(Stored dataset items)
•••
PR #98, opened 2020-11-11
Implement a RingBuffer

omerfirmak:
Using RingBuffer in Channels would decrease the
amount of GC allocations

### DIFF
--- a/source/geod24/RingBuffer.d
+++ b/source/geod24/RingBuffer.d
@@ -1,0 +1,135 @@
+/*******************************************************************************
+
+    Contains a ring buffer implementation with fixed size
+
+    Copyright:
+        Copyright (c) 2020 BOS Platform Foundation Korea
+        All rights reserved.
+
+    License:
+        MIT License. See LICENSE for details.
+
+*******************************************************************************/
+
+module geod24.RingBuffer;
+
+import std.range;
+
+/*******************************************************************************
+
+    A ring buffer with fixed size
+
+    Params:
+        T = Type of elements
+
+*******************************************************************************/
+
+public class RingBuffer (T)
+{
+    /*******************************************************************************
+
+        Params:
+            size = Maximum number of elements, must be greater than 0
+
+    *******************************************************************************/
+
+    this (size_t size) @safe pure nothrow
+    {
+        assert(size, "Cannot create a RingBuffer with size of 0");
+        this.storage.length = size;
+        this.write_range = cycle(this.storage[]);
+        this.read_range = cycle(this.storage[]);
+    }
+
+    /// Returns: true if full
+    public bool full () @safe @nogc pure nothrow
+    {
+        return this.len == this.storage.length;
+    }
+
+    /// Returns: true if empty
+    public bool empty () @safe @nogc pure nothrow
+    {
+        return this.len == 0;
+    }
+
+    /// Returns: Number of elements currently in the buffer
+    public size_t length () @safe @nogc pure nothrow
+    {
+        return this.len;
+    }
+
+    /*******************************************************************************
+
+        Insert an element to the buffer
+
+        Params:
+            val = an element of type T
+
+    *******************************************************************************/
+
+    public void insert () (auto ref T val) @safe @nogc pure nothrow
+    {
+        assert(!this.full(), "Attempting to insert to a full RingBuffer");
+
+        write_range.front() = val;
+        write_range.popFront();
+        this.len++;
+    }
+
+    /// Returns: Element in the front of the buffer
+    public T front () @safe @nogc pure nothrow
+    {
+        assert(!this.empty(), "Attempting to read from a full RingBuffer");
+        return read_range.front();
+    }
+
+    /// Removes the element in the front of the buffer
+    public void popFront () @safe @nogc pure nothrow
+    {
+        assert(!this.empty(), "Attempting to pop from a full RingBuffer");
+        this.len--;
+        read_range.popFront();
+    }
+
+    /// Current number of elements
+    private size_t len;
+
+    /// Underlying storage
+    private T[] storage;
+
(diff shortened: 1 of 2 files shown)


source/geod24/RingBuffer.d
```diff
@@ -0,0 +1,127 @@
+module geod24.RingBuffer;
```
AndrejMitrovic, line 14: Needs copyright header.

source/geod24/RingBuffer.d
```diff
@@ -0,0 +1,127 @@
...
+
+/*******************************************************************************
+
+    A ring buffer implementation with fixed size
+
+    Params:
+        T = Type of elements
+
+*******************************************************************************/
+
```
AndrejMitrovic, line 26: Please add access specifiers (public / protected) for all symbols.

source/geod24/RingBuffer.d
```diff
@@ -0,0 +1,127 @@
...
+        Params:
+            size = Maximum number of elements
+
+    *******************************************************************************/
+
+    this (size_t size) @safe pure nothrow
+    {
+        this.storage = new T[size];
+        this.storage.length = size;
```
AndrejMitrovic: This is is sufficient:

```suggestion
        this.storage.length = size;
```

Slices don't need to be `new`-ed, although they can. But either one of these lines you wrote would do the exact same thing.

AndrejMitrovic:
Is there really no ring buffer implementation in Phobos? There wasn't the last time I looked (but that was .. 10 years ago?).

source/geod24/RingBuffer.d
```diff
@@ -0,0 +1,127 @@
...
+        if (size)
```
AndrejMitrovic: Why are we supporting ring buffers with zero capacity if using it will result in an error (exceptions thrown)?

Wouldn't it be better to just assert that size != 0?

source/geod24/RingBuffer.d
```diff
@@ -0,0 +1,127 @@
...
+    {
+        assert(!this.full());
+
+        write_range.front() = val;
+        write_range.popFront();
+        this.len++;
+    }
+
+    /// Returns: Element in the front of the buffer
+    T popFront () @safe @nogc pure nothrow
```
AndrejMitrovic: This is breaking with the known definition of a range. `popFront` should be `void`. Only `front` / `back` / `opIndex` should ever return any element. It's very confusing to see client code receive something from `popFront` - it breaks assumptions for most D programmers.

If you wish to have a function which calls both `front()` and `popFront()` then I would recommend calling it something else. I wish I could come up with a good name for it.

source/geod24/RingBuffer.d
```diff
@@ -0,0 +1,127 @@
...
+    A ring buffer implementation with fixed size
+
+    Params:
+        T = Type of elements
+
+*******************************************************************************/
+
+class RingBuffer (T)
+{
+
```
AndrejMitrovic: Blank line

omerfirmak:
> Is there really no ring buffer implementation in Phobos? There wasn't the last time I looked (but that was .. 10 years ago?).

Sadly, no. Only one that I can find is the one in vibe.d

source/geod24/RingBuffer.d
```diff
@@ -0,0 +1,127 @@
...
+    {
+        return this.len;
+    }
+
+    /*******************************************************************************
+
+        Insert an element to the buffer
+
+        Params:
+            val = new element of type T
```
AndrejMitrovic:
```suggestion
            val = an element of type T
```

source/geod24/RingBuffer.d
```diff
@@ -0,0 +1,127 @@
...
+
+// A buffer with 0 size should be both empty and full
+unittest
+{
+    auto buffer = new RingBuffer!int(0);
+    assert(buffer.full());
+    assert(buffer.empty());
+}
+
+unittest
```
AndrejMitrovic, line 108: Does it also work when you add elements, remove, and then add again? Specifically I'm wondering how the `read_range`  behaves.

source/geod24/RingBuffer.d
omerfirmak: When I first saw that `popFront` does not return anything I was disappointed :smile: Removing and reading a value from a container should be atomic IMO.

source/geod24/RingBuffer.d
omerfirmak: Just so that Channel can get away with not checking if it is operating in buffered or unbuffered mode. I will make Channel explicitly check its op mode and assert size != 0 here.

source/geod24/RingBuffer.d
omerfirmak: Added a loop to test that case

omerfirmak:
Thanks @AndrejMitrovic , all comments addressed.

source/geod24/RingBuffer.d
AndrejMitrovic: I understand. There's many people who think so. :) I think there is some history around it, but I'd have to dig up in the archives to find why it's designed this way.

source/geod24/RingBuffer.d
```diff
@@ -0,0 +1,135 @@
...
+/*******************************************************************************
+
+    A ring buffer with fixed size
+
+    Params:
+        T = Type of elements
+
+*******************************************************************************/
+
+class RingBuffer (T)
```
AndrejMitrovic: public please. :) And then feel free to merge!

AndrejMitrovic (approved):

source/geod24/RingBuffer.d
omerfirmak: Done. But, I dont have write access here.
•••
The data above is to be given again, with every line exact.

Solution to the exercise:
PR #98, opened 2020-11-11
Implement a RingBuffer

omerfirmak:
Using RingBuffer in Channels would decrease the
amount of GC allocations

### DIFF
--- a/source/geod24/RingBuffer.d
+++ b/source/geod24/RingBuffer.d
@@ -1,0 +1,135 @@
+/*******************************************************************************
+
+    Contains a ring buffer implementation with fixed size
+
+    Copyright:
+        Copyright (c) 2020 BOS Platform Foundation Korea
+        All rights reserved.
+
+    License:
+        MIT License. See LICENSE for details.
+
+*******************************************************************************/
+
+module geod24.RingBuffer;
+
+import std.range;
+
+/*******************************************************************************
+
+    A ring buffer with fixed size
+
+    Params:
+        T = Type of elements
+
+*******************************************************************************/
+
+public class RingBuffer (T)
+{
+    /*******************************************************************************
+
+        Params:
+            size = Maximum number of elements, must be greater than 0
+
+    *******************************************************************************/
+
+    this (size_t size) @safe pure nothrow
+    {
+        assert(size, "Cannot create a RingBuffer with size of 0");
+        this.storage.length = size;
+        this.write_range = cycle(this.storage[]);
+        this.read_range = cycle(this.storage[]);
+    }
+
+    /// Returns: true if full
+    public bool full () @safe @nogc pure nothrow
+    {
+        return this.len == this.storage.length;
+    }
+
+    /// Returns: true if empty
+    public bool empty () @safe @nogc pure nothrow
+    {
+        return this.len == 0;
+    }
+
+    /// Returns: Number of elements currently in the buffer
+    public size_t length () @safe @nogc pure nothrow
+    {
+        return this.len;
+    }
+
+    /*******************************************************************************
+
+        Insert an element to the buffer
+
+        Params:
+            val = an element of type T
+
+    *******************************************************************************/
+
+    public void insert () (auto ref T val) @safe @nogc pure nothrow
+    {
+        assert(!this.full(), "Attempting to insert to a full RingBuffer");
+
+        write_range.front() = val;
+        write_range.popFront();
+        this.len++;
+    }
+
+    /// Returns: Element in the front of the buffer
+    public T front () @safe @nogc pure nothrow
+    {
+        assert(!this.empty(), "Attempting to read from a full RingBuffer");
+        return read_range.front();
+    }
+
+    /// Removes the element in the front of the buffer
+    public void popFront () @safe @nogc pure nothrow
+    {
+        assert(!this.empty(), "Attempting to pop from a full RingBuffer");
+        this.len--;
+        read_range.popFront();
+    }
+
+    /// Current number of elements
+    private size_t len;
+
+    /// Underlying storage
+    private T[] storage;
+
(diff shortened: 1 of 2 files shown)


source/geod24/RingBuffer.d
```diff
@@ -0,0 +1,127 @@
+module geod24.RingBuffer;
```
AndrejMitrovic, line 14: Needs copyright header.

source/geod24/RingBuffer.d
```diff
@@ -0,0 +1,127 @@
...
+
+/*******************************************************************************
+
+    A ring buffer implementation with fixed size
+
+    Params:
+        T = Type of elements
+
+*******************************************************************************/
+
```
AndrejMitrovic, line 26: Please add access specifiers (public / protected) for all symbols.

source/geod24/RingBuffer.d
```diff
@@ -0,0 +1,127 @@
...
+        Params:
+            size = Maximum number of elements
+
+    *******************************************************************************/
+
+    this (size_t size) @safe pure nothrow
+    {
+        this.storage = new T[size];
+        this.storage.length = size;
```
AndrejMitrovic: This is is sufficient:

```suggestion
        this.storage.length = size;
```

Slices don't need to be `new`-ed, although they can. But either one of these lines you wrote would do the exact same thing.

AndrejMitrovic:
Is there really no ring buffer implementation in Phobos? There wasn't the last time I looked (but that was .. 10 years ago?).

source/geod24/RingBuffer.d
```diff
@@ -0,0 +1,127 @@
...
+        if (size)
```
AndrejMitrovic: Why are we supporting ring buffers with zero capacity if using it will result in an error (exceptions thrown)?

Wouldn't it be better to just assert that size != 0?

source/geod24/RingBuffer.d
```diff
@@ -0,0 +1,127 @@
...
+    {
+        assert(!this.full());
+
+        write_range.front() = val;
+        write_range.popFront();
+        this.len++;
+    }
+
+    /// Returns: Element in the front of the buffer
+    T popFront () @safe @nogc pure nothrow
```
AndrejMitrovic: This is breaking with the known definition of a range. `popFront` should be `void`. Only `front` / `back` / `opIndex` should ever return any element. It's very confusing to see client code receive something from `popFront` - it breaks assumptions for most D programmers.

If you wish to have a function which calls both `front()` and `popFront()` then I would recommend calling it something else. I wish I could come up with a good name for it.

source/geod24/RingBuffer.d
```diff
@@ -0,0 +1,127 @@
...
+    A ring buffer implementation with fixed size
+
+    Params:
+        T = Type of elements
+
+*******************************************************************************/
+
+class RingBuffer (T)
+{
+
```
AndrejMitrovic: Blank line

omerfirmak:
> Is there really no ring buffer implementation in Phobos? There wasn't the last time I looked (but that was .. 10 years ago?).

Sadly, no. Only one that I can find is the one in vibe.d

source/geod24/RingBuffer.d
```diff
@@ -0,0 +1,127 @@
...
+    {
+        return this.len;
+    }
+
+    /*******************************************************************************
+
+        Insert an element to the buffer
+
+        Params:
+            val = new element of type T
```
AndrejMitrovic:
```suggestion
            val = an element of type T
```

source/geod24/RingBuffer.d
```diff
@@ -0,0 +1,127 @@
...
+
+// A buffer with 0 size should be both empty and full
+unittest
+{
+    auto buffer = new RingBuffer!int(0);
+    assert(buffer.full());
+    assert(buffer.empty());
+}
+
+unittest
```
AndrejMitrovic, line 108: Does it also work when you add elements, remove, and then add again? Specifically I'm wondering how the `read_range`  behaves.

source/geod24/RingBuffer.d
omerfirmak: When I first saw that `popFront` does not return anything I was disappointed :smile: Removing and reading a value from a container should be atomic IMO.

source/geod24/RingBuffer.d
omerfirmak: Just so that Channel can get away with not checking if it is operating in buffered or unbuffered mode. I will make Channel explicitly check its op mode and assert size != 0 here.

source/geod24/RingBuffer.d
omerfirmak: Added a loop to test that case

omerfirmak:
Thanks @AndrejMitrovic , all comments addressed.

source/geod24/RingBuffer.d
AndrejMitrovic: I understand. There's many people who think so. :) I think there is some history around it, but I'd have to dig up in the archives to find why it's designed this way.

source/geod24/RingBuffer.d
```diff
@@ -0,0 +1,135 @@
...
+/*******************************************************************************
+
+    A ring buffer with fixed size
+
+    Params:
+        T = Type of elements
+
+*******************************************************************************/
+
+class RingBuffer (T)
```
AndrejMitrovic: public please. :) And then feel free to merge!

AndrejMitrovic (approved):

source/geod24/RingBuffer.d
omerfirmak: Done. But, I dont have write access here.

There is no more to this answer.